No eran ni las cinco de la madrugada cuando aparqué en el aeropuerto de Gerona. Por razones que desconozco, el único vuelo entre España y Bosnia (el único que ha existido, hasta donde yo sé) parte de la Costa Brava, a 90 kilómetros de Barcelona, mi ciudad. Salimos con algo de retraso por algún problema con el motor del 737 de Ryanair, pero a las nueve y media ya había aterrizado en el aeropuerto de Sarajevo, y media hora después estaba al otro lado del control de pasaportes. Una característica del aeropuerto de la capital bosnia es que no tiene transporte público. De ningún tipo. En teoría hay un bus que va al centro pero nadie en el aeropuerto supo indicarme dónde se subía uno a él, así que caminé un rato, cruzando carreteras y cunetas hasta la parada de trolebús más cercana, a un kilómetro de la terminal. Por suerte el cielo plomizo no acompañó con lluvia.

El trolebús me depositó junto a uno de los puentes sobre el río Miljacka, muy cerca del ayuntamiento de la ciudad. Decía Churchill que los Balcanes generan más historia de la que pueden consumir, y recordé la frase mientras caminaba hacia el apartamento, al pasar junto al Puente Latino, el lugar donde fue asesinado el Archiduque Francisco Fernando. Aquel atentado inició una reacción en cadena que acabó dando origen a la Primera Guerra Mundial; durante décadas, hasta la independencia bosnia, el puente se llamó Princep Most, en honor a Gavilo Princep, el tipo que apioló al heredero del imperio y a su mujer. Además de la peor guerra de la historia hasta entonces (su récord sería superado pronto), el magnicidio también provocó disturbios antiserbios en la ciudad, oleadas de detenciones y ejecuciones y la creación por parte de las autoridades vieneses de los Schutzkorps, una milicia bosnia dedicada a la captura y ejecución de serbios, sobre todo en las regiones de Bosnia limítrofes con Serbia. Fue el primer caso moderno de limpieza étnica en lo que hoy es Bosnia-Herzegovina. Aparentemente la cosa gustó, porque acabó convirtiéndose casi en costumbre en las siguientes décadas.

Mi apartamento estaba en la parte alta de un Mahala, los barrios que trepan por las colinas de la ciudad. El transporte público sólo llega a los márgenes del río, la única zona plana de la capital, así que me pasé la semana subiendo y bajando tremendas cuestas. Sarajevo era una ciudad única en los Balcanes: la única capital yugoslava que no sólo era multiétnica y multirreligiosa (hasta multialfabética) sino que además estaba orgullosa de ello. Su identidad era precisamente carecer de una identidad definida, los habitantes de Sarajevo eran serbios, croatas o musulmanes, pero ante todo eran sarajevitas. Una conversación casual con Luka, trabajador del servicio de limpieza del ayuntamiento, abunda en ello. Me explica que él nació en la ciudad en los años setenta y ha vivido allí toda su vida. Su madre era musulmana y su padre católico, y el profesa la religión de su padre. Yo le pregunto si se identifica como croata por lo católico y, sin pensarlo, responde «¿Croata? No, no, yo soy de Sarajevo».

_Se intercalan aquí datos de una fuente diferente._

PR #123, opened 2015-08-14
Refactored resizing method into own file

djmiley:
#120


djmiley:
Passed in container, rather than container and the three SVGs.

djmiley:
i'll sort this out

De todas las personas a las que pregunto, Luka es la única que no tiene problema ninguno en hablar de cualquier cosa. Y es lógico porque es el único caso en el que la conversación la inicia él, cuando me ve dudando en qué contenedor tirar la basura. Habla un inglés claramente avanzado, aprendido durante el asedio, que él pasó alistado en la Armija, el ejército bosnio que se enfrentó durante casi cuatro años a la República Srpska y a las fuerzas croatas. Su historia es la historia de la práctica totalidad de los hombres mayores de 50 años de Sarajevo. La guerra les pilló en plena juventud y les enfrentó a sus propios amigos, y a veces hasta a sus familiares. No hay nadie que no perdiera al menos un pariente cercano durante la guerra, la mayoría más de uno, víctimas del hambre, de enfermedades, de bombardeos o de los francotiradores. Luka pasó la guerra pegando tiros en los montes que se echan encima de la ciudad, tan próximos que parece que se fueran a caer sobre ella. Es algo que llama mucho la atención: lo cerca que está Sarajevo de sus montañas, detalle que explica los casi cuatro años de bloqueo. De hecho, buena parte de la historia bosnia no puede explicarse sin su geografía.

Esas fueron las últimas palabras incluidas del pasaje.